Table 2 shows the results obtained by collecting the Epstein test piece from the product coil thus obtained and measuring the magnetic flux density B8.

  As is apparent from Table 2, it can be seen that all the inventive examples obtained according to the present invention have a high magnetic flux density.

Claims (3)

In addition to containing C: 0.08% or less, Si: 2.0 to 4.5%, and Mn: 0.5% or less in terms of mass% or mass ppm, S, Se, and O are each suppressed to less than 50 ppm, and sol.Al is suppressed to less than 100 ppm, Further, the steel slab is controlled so that N is 80 ppm or less and 0 <sol.Al (ppm) −N (ppm) × (26.98 / 14.00) ≦ 30 ppm, and the balance is composed of Fe and inevitable impurities. Without reheating or after reheating, hot rolled to give a hot rolled sheet, then annealed and rolled to a cold rolled sheet with the final thickness, and then before primary recrystallization annealing or during annealing or After annealing, the nitrogen increase (ΔN) is subjected to nitriding treatment defined by the following formula (2), and then an annealing separator is applied, and the residence time in the temperature range of 300 to 800 ° C. during the temperature rising process is 5 hours or more 150 The manufacturing method of the grain-oriented electrical steel sheet which performs the secondary recrystallization annealing which is below time.
Record
(N-sol.Al × 14.00 / 26.98 + 100) ≦ ΔN ≦
(N-sol.Al × 14.00 / 26.98 + 1000) --- (2) In addition to containing C: 0.08% or less, Si: 2.0 to 4.5%, and Mn: 0.5% or less in terms of mass% or mass ppm, S, Se, and O are each suppressed to less than 50 ppm, and sol.Al is suppressed to less than 100 ppm, Further, the steel slab is controlled so that N is 80 ppm or less and 0 <sol.Al (ppm) −N (ppm) × (26.98 / 14.00) ≦ 30 ppm, and the balance is composed of Fe and inevitable impurities.
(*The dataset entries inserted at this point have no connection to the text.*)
PR #378, opened 2023-07-28
chore(flagd): refactoring codebase into multiple classes

### LINKED ISSUE #365: [FlagD] Refactor package structure and offload some responsibilities from FlagdProvider
### Problems

- Everything is bundled together into a single namespace which makes it hard to understand the responsibilities of each class. 
- The [current main commit](https://github.com/open-feature/java-sdk-contrib/blob/7b12a97dcf59bef42e8a53cc9d3b4523d106123f/providers/flagd/src/main/java/dev/openfeature/contrib/providers/flagd/FlagdProvider.java#L208) allows for external entities to change the internal state of the communication of Flagd Provider. IMHO we should remove this from the API surface. 
- Unit and Integration tests are hard to write
- Review opportunities to add `log.debug` statements

### Suggestion

Refactor into modules as proposed: 
image

thisthat:
## This PR

- refactor the codebase into more packages and classes

### Related Issues

Fixes #365


providers/flagd/src/main/java/dev/openfeature/contrib/providers/flagd/strategy/ResolveFactory.java
```diff
@@ -0,0 +1,12 @@
+package dev.openfeature.contrib.providers.flagd.strategy;
```
Kavindu-Dodan, line 1: Minor - this can also fit into a `telemetry` package

providers/flagd/src/test/java/smoketest/FFEvaluationTest.java
```diff
@@ -0,0 +1,52 @@
...
+import static org.junit.jupiter.api.Assertions.assertTrue;
+
+@Testcontainers
+class FFEvaluationTest {
+
+    private final String ffKey = "myFlag";
+
+    private final String flagsPath = getClass().getClassLoader().getResource("flags.json").getPath();
+    @Container
+    private final GenericContainer<?> flagd = new GenericContainer<>("ghcr.io/open-feature/flagd:v0.6.1")
```
Kavindu-Dodan: minor - we can extract flagd version to a const and use renovate to bump the version

providers/flagd/src/test/java/smoketest/FFEvaluationTest.java
```diff
@@ -0,0 +1,52 @@
+package smoketest;
```
Kavindu-Dodan: +1 for tests

providers/flagd/src/main/java/dev/openfeature/contrib/providers/flagd/grpc/GrpcConnector.java
```diff
@@ -0,0 +1,173 @@
...
+    private final FlagdCache cache;
+    private final Consumer<ProviderState> setState;
+
+    public GrpcConnector(final FlagdOptions options, final FlagdCache cache, Consumer<ProviderState> setState) {
+        this.channel = nettyChannel(options);
+        this.serviceStub = ServiceGrpc.newStub(channel);
+        this.serviceBlockingStub = ServiceGrpc.newBlockingStub(channel);
+        this.maxEventStreamRetries = options.getMaxEventStreamRetries();
+        this.startEventStreamRetryBackoff = options.getRetryBackoffMs();
+        this.eventStreamRetryBackoff = this.startEventStreamRetryBackoff;
```
Kavindu-Dodan:
```suggestion
        this.startEventStreamRetryBackoff = options.getRetryBackoffMs();
        this.eventStreamRetryBackoff = options.getRetryBackoffMs();
```

providers/flagd/src/main/java/dev/openfeature/contrib/providers/flagd/grpc/GrpcConnector.java
```diff
@@ -0,0 +1,173 @@
...
+            // only return the exception if we don't meet the deadline
+            if (Status.DEADLINE_EXCEEDED.equals(e.getStatus())) {
+                throw e;
+            }
+        } finally {
+            // try in background to open the event stream
+            this.startEventStream();
+        }
+        /**
+         * Evaluate if the following makes sense
```
Kavindu-Dodan: I went through this code and IMO the initial dummy evaluation is a good enough strategy

I don't think we should fail in the init method. Another alternative is to use a timer and set error state if event stream connectivity fails

providers/flagd/src/main/java/dev/openfeature/contrib/providers/flagd/grpc/GrpcConnector.java
```diff
@@ -0,0 +1,173 @@
...
+    private final ManagedChannel channel;
+    private final int maxEventStreamRetries;
+
+    private int eventStreamAttempt = 1;
+    private int eventStreamRetryBackoff;
+    private final int startEventStreamRetryBackoff;
+    private final long deadline;
+
+    private final FlagdCache cache;
+    private final Consumer<ProviderState> setState;
```
Kavindu-Dodan:
```suggestion
    private final Consumer<ProviderState> stateConsumer;
```

providers/flagd/src/main/java/dev/openfeature/contrib/providers/flagd/grpc/GrpcConnector.java
```diff
@@ -0,0 +1,173 @@
...
+        this.serviceBlockingStub = ServiceGrpc.newBlockingStub(channel);
+        this.maxEventStreamRetries = options.getMaxEventStreamRetries();
+        this.startEventStreamRetryBackoff = options.getRetryBackoffMs();
+        this.eventStreamRetryBackoff = this.startEventStreamRetryBackoff;
+        this.deadline = options.getDeadline();
+        this.cache = cache;
+        this.setState = setState;
+    }
+
+    public void initialize(EvaluationContext evaluationContext) throws RuntimeException {
```
Kavindu-Dodan: can omit `EvaluationContext` param through this refactoring

providers/flagd/src/main/java/dev/openfeature/contrib/providers/flagd/grpc/GrpcConnector.java
```diff
@@ -0,0 +1,173 @@
...
+            return;
+        }
+        this.eventStreamRetryBackoff = 2 * this.eventStreamRetryBackoff;
+        try {
+            Thread.sleep(this.eventStreamRetryBackoff);
+        } catch (InterruptedException e) {
+            log.debug("Failed to sleep while restarting gRPC Event Stream");
+        }
+        this.startEventStream();
+    }
```
Kavindu-Dodan: I would love to see little bit of cleanup on this logic (if possible). 

For example, 

- see if we can reuse `EventStreamObserver`
- renaming methods to make this logic easy to understand 
- Make sure thread usage is clear in loigic 

The main confusion here is `restartEventStream` calls  `startEventStream` which internally refers `restartEventStream` (circular dep)

providers/flagd/src/main/java/dev/openfeature/contrib/providers/flagd/strategy/ResolveFactory.java
thisthat: I didn't want to change the behavior with this PR, but we should always provide an instrumented version IMHO.
If in the App code, the SDK is not registered, then it will be a no-op implementation.

providers/flagd/src/main/java/dev/openfeature/contrib/providers/flagd/grpc/GrpcConnector.java
thisthat: I wanted to keep it simpler and don't move around too much critical things in a single PR. 
The circular dep will always be there to an extent since Streams don't try to reconnect by themselves. 
I planned to move the reconnect trigger from the Event Stream into the state handling of the provider. This way, the `EventStreamObserver` is responsible for only notifying that an error in the stream occurred and the provider handles the re-connection. However, I'd suggest addressing this logic in a follow-up given the complexity and here, improve the naming, WDYT @Kavindu-Dodan?

providers/flagd/src/test/java/smoketest/FFEvaluationTest.java
toddbaert: In the long term I created [this](https://github.com/open-feature/java-sdk-contrib/issues/380).

providers/flagd/src/main/java/dev/openfeature/contrib/providers/flagd/grpc/GrpcConnector.java
toddbaert: I think a there's already a lot going on here so I'm in favor of creating another issue for this. We could even label it with `help-wanted`, etc to encourage new contributors to help with it.

providers/flagd/src/main/java/dev/openfeature/contrib/providers/flagd/grpc/GrpcConnector.java
toddbaert: > Another alternative is to fail the init method on purpose and let the status recover once we are connected

I could be misunderstanding, but if you throw in `init` it will cause the SDK to send an error event, which we don't want if things are functioning normally.

providers/flagd/src/main/java/dev/openfeature/contrib/providers/flagd/FlagResolution.java
```diff
@@ -0,0 +1,229 @@
...
+
+import static dev.openfeature.contrib.providers.flagd.Config.CACHED_REASON;
+import static dev.openfeature.contrib.providers.flagd.Config.CONTEXT_FIELD;
+import static dev.openfeature.contrib.providers.flagd.Config.FLAG_KEY_FIELD;
+import static dev.openfeature.contrib.providers.flagd.Config.REASON_FIELD;
+import static dev.openfeature.contrib.providers.flagd.Config.STATIC_REASON;
+import static dev.openfeature.contrib.providers.flagd.Config.VALUE_FIELD;
+import static dev.openfeature.contrib.providers.flagd.Config.VARIANT_FIELD;
+
+final class FlagResolution {
```
toddbaert: A bit of a nit, but since this has protobuf stuff in it, I think it should potentially be under the `grpc/` dir.

providers/flagd/src/main/java/dev/openfeature/contrib/providers/flagd/FlagdProvider.java
```diff
@@ -1,83 +1,43 @@
...
     private final ReadWriteLock lock = new ReentrantReadWriteLock();
 
-    private ServiceBlockingStub serviceBlockingStub;
-    private ServiceStub serviceStub;
-    private ManagedChannel channel;
-    private final int maxEventStreamRetries;
-    private final Object eventStreamAliveSync;
     private final FlagdCache cache;
     private final ResolveStrategy strategy;
+    private final GrpcConnector grpc;
```
toddbaert, line 40: Another nit, not a requirement, but in JS we created a generic abstraction (`service`), which `grpc-service` implements. It's a nice way to keep anything explicitly `grpc` related conceptually out of the provider: https://github.com/open-feature/js-sdk-contrib/tree/main/libs/providers/flagd/src/lib/service

providers/flagd/src/main/java/dev/openfeature/contrib/providers/flagd/grpc/EventStreamObserver.java
```diff
@@ -1,28 +1,32 @@
...
 @Slf4j
 public class EventStreamObserver implements StreamObserver<EventStreamResponse> {
-    private final EventStreamCallback callback;
+    private final Consumer<ProviderState> setState;
+    private final Runnable reconnectEventStream;
     private final FlagdCache cache;
 
     private static final String configurationChange = "configuration_change";
     private static final String providerReady = "provider_ready";
     static final String flagsKey = "flags";
```
toddbaert: Can you use SCREAMING_SNAKE_CASE for these? (not something you wrote, I know).

providers/flagd/src/main/java/dev/openfeature/contrib/providers/flagd/grpc/GrpcConnector.java
```diff
@@ -0,0 +1,173 @@
...
+        this.setState = setState;
+    }
+
+    public void initialize(EvaluationContext evaluationContext) throws RuntimeException {
+        try {
+            // try a dummy request
+            this.serviceBlockingStub
+                    .withWaitForReady()
+                    .withDeadlineAfter(this.deadline, TimeUnit.MILLISECONDS)
+                    .resolveBoolean(Schema.ResolveBooleanRequest.newBuilder().setFlagKey("ready?").build());
```
toddbaert, line 75: Another way of doing this entire thing would be a countdown latch. It might go something like this:

- add functionality to the `EventStreamObserver` implementation which decrements a countdown latch on initial connection (on_ready)
- start non-blocking event stream observer (`this.serviceStub.eventStream...`), passing the above `EventStreamObserver` instance
- await the above mentioned countdown latch in `initialize`

This results in a implementation that blocks the initialize until the first read message is received, doesn't create extra connection or do unnecessary evaluations, etc.

providers/flagd/src/main/java/dev/openfeature/contrib/providers/flagd/grpc/GrpcConnector.java
Kavindu-Dodan: +1 for a follow-up pr

providers/flagd/src/test/java/smoketest/FFEvaluationTest.java
toddbaert: @thisthat I created https://github.com/open-feature/java-sdk-contrib/pull/387. This should help you and I hope shouldn't cause any conflicts for you with this PR.

providers/flagd/src/main/java/dev/openfeature/contrib/providers/flagd/grpc/GrpcConnector.java
thisthat: That's a nice idea @toddbaert 👍

providers/flagd/src/main/java/dev/openfeature/contrib/providers/flagd/grpc/EventStreamObserver.java
```diff
@@ -46,25 +55,20 @@ public void onError(Throwable t) {
         if (this.cache.getEnabled()) {
             this.cache.clear();
```
thisthat, line 58: I believe we should not bust the cache in case of error and instead use the latest known values until the stream is reconnected. This line basically prevents to do ANY flag evaluation if we cannot connect to flagd. IMHO we should still be able to resolve flags according to what we have in the cache instead of failing the gRPC resolution and use the default value.

providers/flagd/src/main/java/dev/openfeature/contrib/providers/flagd/grpc/GrpcConnector.java
thisthat: Added to https://github.com/open-feature/java-sdk-contrib/issues/390

providers/flagd/src/main/java/dev/openfeature/contrib/providers/flagd/FlagdProvider.java
thisthat: Added to https://github.com/open-feature/java-sdk-contrib/issues/390

providers/flagd/src/main/java/dev/openfeature/contrib/providers/flagd/grpc/GrpcConnector.java
thisthat: Added to https://github.com/open-feature/java-sdk-contrib/issues/390

providers/flagd/src/main/java/dev/openfeature/contrib/providers/flagd/strategy/ResolveFactory.java
thisthat: Added to https://github.com/open-feature/java-sdk-contrib/issues/390

providers/flagd/src/main/java/dev/openfeature/contrib/providers/flagd/grpc/EventStreamObserver.java
thisthat: Added to https://github.com/open-feature/java-sdk-contrib/issues/390

providers/flagd/src/test/java/smoketest/FFEvaluationTest.java
thisthat: I removed the smoketest package and the dependencies on testcontainers :)

pom.xml
```diff
@@ -47,7 +47,14 @@
         <junit.jupiter.version>5.10.0</junit.jupiter.version>
         <project.build.sourceEncoding>UTF-8</project.build.sourceEncoding>
         <project.reporting.outputEncoding>UTF-8</project.reporting.outputEncoding>
-
+<<<<<<< HEAD
```
Kavindu-Dodan: lint - merge conlfict

providers/flagd/src/main/java/dev/openfeature/contrib/providers/flagd/grpc/EventStreamObserver.java
Kavindu-Dodan: The idea here is that a connection lost results in stale flags. And stale flags could result in inconsistent behavior. So I think we should keep this. 

However, another option is to make this a configurable option

providers/flagd/src/main/java/dev/openfeature/contrib/providers/flagd/grpc/FlagResolution.java
```diff
@@ -0,0 +1,242 @@
...
+        return message.getDescriptorForType().findFieldByName(name);
+    }
+
+    /**
+     * A converter lambda.
+     */
+    @FunctionalInterface
+    public interface Convert<OutT extends Object, InT extends Object> {
+        OutT convert(InT value);
+    }
```
Kavindu-Dodan: To support Java way of things, this is best extracted to its own interface class

Kavindu-Dodan (approved):
Approving with stated comments and fixes

pom.xml
thisthat: I've forgot to ctrl+s 🤦‍♂️

toddbaert: Happens to the best of us. :wink:

providers/flagd/src/main/java/dev/openfeature/contrib/providers/flagd/grpc/EventStreamObserver.java
toddbaert: The problem is we don't cache all values, we only cache static flags (flags without rules).

This puts us in a situation where we really can't evaluate all flags. If we were evaluating flags in memory, we could just have "STALE" flags, but with the RPC design, we simply can't evaluate dynamic flags at all.

toddbaert (approved):

providers/flagd/src/main/java/dev/openfeature/contrib/providers/flagd/grpc/EventStreamObserver.java
thisthat: This screams for a configurable option as @Kavindu-Dodan suggests 🤔 
I'll try to explain my thoughts: since values are static, I want to "remotely rewrite" the default value in the code. Hence, saving the last known values would allow me to evaluate things as the last point in time I had a connection to flagd. 
For dynamic flags, failing and defaulting to the default value is fine since I cannot pass the ctx to flagd to evaluate the flags according to the rules.

toddbaert:
Thanks @thisthat ! Looks much better IMO.

providers/flagd/src/main/java/dev/openfeature/contrib/providers/flagd/grpc/EventStreamObserver.java
toddbaert: I can see how some people might be interested in this option. It's worth discussing, but it can't be done in isolation. We can talk about it (perhaps in a flagd discussion?) and add it to the doc so it can be implemented/scheduled in all flagd RPC providers.

Issue #380, opened 2023-07-31
[flagd] Create e2e test for flagd provider


toddbaert:
This should be similar to what's in the java-sdk now.

Definition of done:
- run e2e tests based on test-harness [ghekin](https://github.com/open-feature/test-harness/blob/main/features/evaluation.feature) suite and flagd test image. A lot of the code can be taken from the [java SDK impl](https://github.com/open-feature/java-sdk/blob/main/src/test/java/dev/openfeature/sdk/e2e/StepDefinitions.java).
- [run in CI](https://github.com/open-feature/java-sdk/blob/main/.github/workflows/pullrequest.yml#L11-L15)

PR #386, opened 2023-08-02
chore: fix failing tests

Kavindu-Dodan:
## This PR

Noticed flagd class loading issues in tests after updating `netty-transport-native-epoll` to version `4.1.96.Final` [^1]

This PR downgrade the version to `4.1.95.Final` and update some of the dependencies.

Addendum 

The root cause was a change introduced with 4.1.96.Final release. Opened an issue to discuss with netty community on a possible fix - https://github.com/netty/netty/issues/13523 

[^1]: https://github.com/open-feature/java-sdk-contrib/pull/372

### DIFF
--- a/providers/flagd/pom.xml
+++ b/providers/flagd/pom.xml
@@ -41,14 +41,14 @@
         <dependency>
             <groupId>io.grpc</groupId>
             <artifactId>grpc-netty</artifactId>
-            <version>1.57.0</version>
+            <version>1.57.1</version>
         </dependency>
 
         <dependency>
             <!-- we only support unix sockets on linux, via epoll native lib -->
             <groupId>io.netty</groupId>
             <artifactId>netty-transport-native-epoll</artifactId>
-            <version>4.1.96.Final</version>
+            <version>4.1.95.Final</version>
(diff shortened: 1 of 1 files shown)


providers/flagd/pom.xml
```diff
@@ -41,22 +41,22 @@
...
-            <version>1.57.0</version>
+            <version>1.57.1</version>
         </dependency>
 
         <dependency>
             <!-- we only support unix sockets on linux, via epoll native lib -->
             <groupId>io.netty</groupId>
             <artifactId>netty-transport-native-epoll</artifactId>
-            <version>4.1.96.Final</version>
+            <version>4.1.95.Final</version>
```
toddbaert, line 51: if you think `.96` is bugged, let's be careful updating it again.

I will prioritize this [next](https://github.com/open-feature/java-sdk-contrib/issues/380), so we can have some e2e tests here.

toddbaert (approved):

providers/flagd/pom.xml
Kavindu-Dodan: Root cause was introduction of a static block validation. I opened an issue for netty - https://github.com/netty/netty/issues/13523

PR #1123, opened 2024-09-12
Fix 7th miscellaneous bug

BentiGorlich:


melroy89 (approved):
what does it mean if we can't retrieve the $entity here, could we still proceed further with the data we might have or not? Just brainstorming here.. Could we maybe parse the data better we get? 

Or is the data is really bad/wrong..

BentiGorlich:
the `entity` is the parent of the thing we need. If we do net get the entity, then we do not have the parent of the object we're trying to retrieve. E.g.: you want to create a comment of a comment on an entity. You cannot create the sub comment without having both the comment and the entry

PR #1124, opened 2024-09-12
Fix 2nd miscellaneous bug

BentiGorlich:
When creating a page we didn't look whether this object existed before, while we do it with note objects. So just copy over the code that checks whether a note already exists and we should be golden


melroy89 (approved):
yup make sense do first (get) check, before doing a create.

PR #1129, opened 2024-09-13
Check if EntryComment is defined and not null

melroy89:
[EntryComment can be null after all](https://github.com/MbinOrg/mbin/blob/4d930f6c8cf276bb2ec14ed5e579f4400af4222c/src/Controller/Entry/Comment/EntryCommentViewController.php#L35) during the __invoke. So `comment` can still be null. Let's update Twig to check for defined and not null, to avoid template errors..

---

100% repeatable now. Eg. https://kbin.melroy.org/m/games@sh.itjust.works/t/457088/The-entire-staff-of-beloved-game-publisher-Annapurna-Interactive-has/comment (so without any comment ID at the end provided in the URL)

Will give:

```json
{"message":"Uncaught PHP Exception Twig\\Error\\RuntimeError: \"Error rendering \"entry_comment\" component: Expected argument of type \"App\\Entity\\EntryComment\", \"null\" given at property path \"comment\".\" at view.html.twig line 49","context":{"exception":{"class":"Twig\\Error\\RuntimeError","message":"Error rendering \"entry_comment\" component: Expected argument of type \"App\\Entity\\EntryComment\", \"null\" given at property path \"comment\".","code":0,"file":"/var/www/kbin.melroy.org/html/templates/entry/comment/view.html.twig:49","previous": ... }
```

With error:

image

---

However, with this patch. You will no longer get this 500 error ⛱️ . And show an error instead:

image

### DIFF
--- a/templates/entry/comment/view.html.twig
+++ b/templates/entry/comment/view.html.twig
@@ -41,16 +41,20 @@
     </div>
     {% set autoAction = 'notifications:EntryCommentCreatedNotification@window->subject-list#addComment' %}
     {% set manualAction = 'notifications:EntryCommentCreatedNotification@window->subject-list#increaseCounter' %}
-    <div class="{{ html_classes('comments entry-comments comments-tree', {
-        'show-comment-avatar' : SHOW_COMMENT_USER_AVATARS is same as V_TRUE
-        }) }}"
-        data-controller="subject-list"
-        data-action="{{- DYNAMIC_LISTS is same as V_TRUE ? autoAction : manualAction -}}">
-        {{ component('entry_comment', {
-            comment: comment.root ?? comment,
-            showEntryTitle: false,
-            showMagazineName: false,
-            showNested: true,
-        }) }}
-    </div>
+
+    {% set entryComment = comment.root ?? comment %}
+    {% if entryComment is defined and entryComment is not null %}
+        <div class="{{ html_classes('comments entry-comments comments-tree', {
+            'show-comment-avatar' : SHOW_COMMENT_USER_AVATARS is same as V_TRUE
+            }) }}"
+            data-controller="subject-list"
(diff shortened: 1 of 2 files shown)


melroy89:
Also added an error with a back button in case of an empty/null entry comment...

melroy89:
Tested and works as expected now.

templates/entry/comment/view.html.twig
```diff
@@ -46,11 +46,23 @@
...
+                showMagazineName: false,
+                showNested: true,
+            }) }}
+        {% else %}
+        <div class="section alert alert__danger">
+            <p>
+                <a href="{{ entry_url(entry) }}" class="btn btn-link btn__danger">
+                    <i class="fa-solid fa-arrow-left-long" title="{{ 'back'|trans }}"></i> {{ 'back'|trans }}
+                </a>
+                &nbsp; {{ 'comment_not_found'|trans }}
```
BentiGorlich, line 63: What is the `&nbsp;` for?

melroy89: An additional space :)

BentiGorlich: I know what it does, but why is it needed? 😅

melroy89: For a bit more space after the back button...

BentiGorlich: I'd prefer it if you'd use margins for that

BentiGorlich: I mean you can just inline style it in such situations imo

melroy89: can we just merge it ;P We have more important stuff haha

melroy89: Using inline CSS

BentiGorlich (approved):

PR #1136, opened 2024-09-19
Disable CSRF checks on some most-used forms

melroy89:
We see a lot of issues with CSRF in your forms with Mbin... We disable CSRF checks for now on the forms that doesn't have actions that seems very harmful, even if it would be exploited by a CSRF attack..

Especially on the following **CSRF IDs**:

 - up_vote
 - down_vote
 - boost
 - subscribe
 - block
 - clear_notifications
 - read_notifications
 - follow

Since the impact on CSRF attacks on these kind of actions are minimal and slim. I will disable the validate check for now in the controller code. Until we fully have resolved this issue, since it affects a lot of people!

This is trying to resolve bullet 13th at: https://github.com/MbinOrg/mbin/issues/1119

### DIFF
--- a/src/Controller/BoostController.php
+++ b/src/Controller/BoostController.php
@@ -23,7 +23,7 @@ class BoostController extends AbstractController
     #[IsGranted('ROLE_USER')]
     public function __invoke(VotableInterface $subject, Request $request): Response
     {
-        // CSRF is causing a lot of issues, so we disable it for now.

Without reheating or after reheating, hot rolled to give a hot rolled sheet, then annealed and rolled to a cold rolled sheet with the final thickness, and then before primary recrystallization annealing or during annealing or after nitrogen increased after annealing (.DELTA.N) is subjected to nitriding processing defined under following formula (2), annealing separator was applied, the residence time in the temperature range of 300 to 800 ° C. heating process is over 5 hours 150 hours or less is subjected to secondary recrystallization annealing to diffuse the N in the steel sheet locations, iron, the particle size of more than 100 nm Al By precipitating the no silicon nitride, a manufacturing method of the grain-oriented electrical steel sheet used as a normal grain growth inhibiting force.
Record
(N-sol.Al × 14.00 / 26.98 + 100) ≦ ΔN ≦
(N-sol.Al × 14.00 / 26.98 + 1000) --- (2) The steel slab is further mass%,
Ni: 0.005-1.50%, Sn: 0.01-0.50%,
Sb: 0.005 to 0.50%, Cu: 0.01 to 0.50%,
Cr: 0.01 to 1.50%, P: 0.0050 to 0.50%,
Mo: 0.01-0.50% and Nb: 0.0005-0.0100%
The manufacturing method of the grain-oriented electrical steel sheet according to claim 1 or 2, comprising one or more selected from among the above.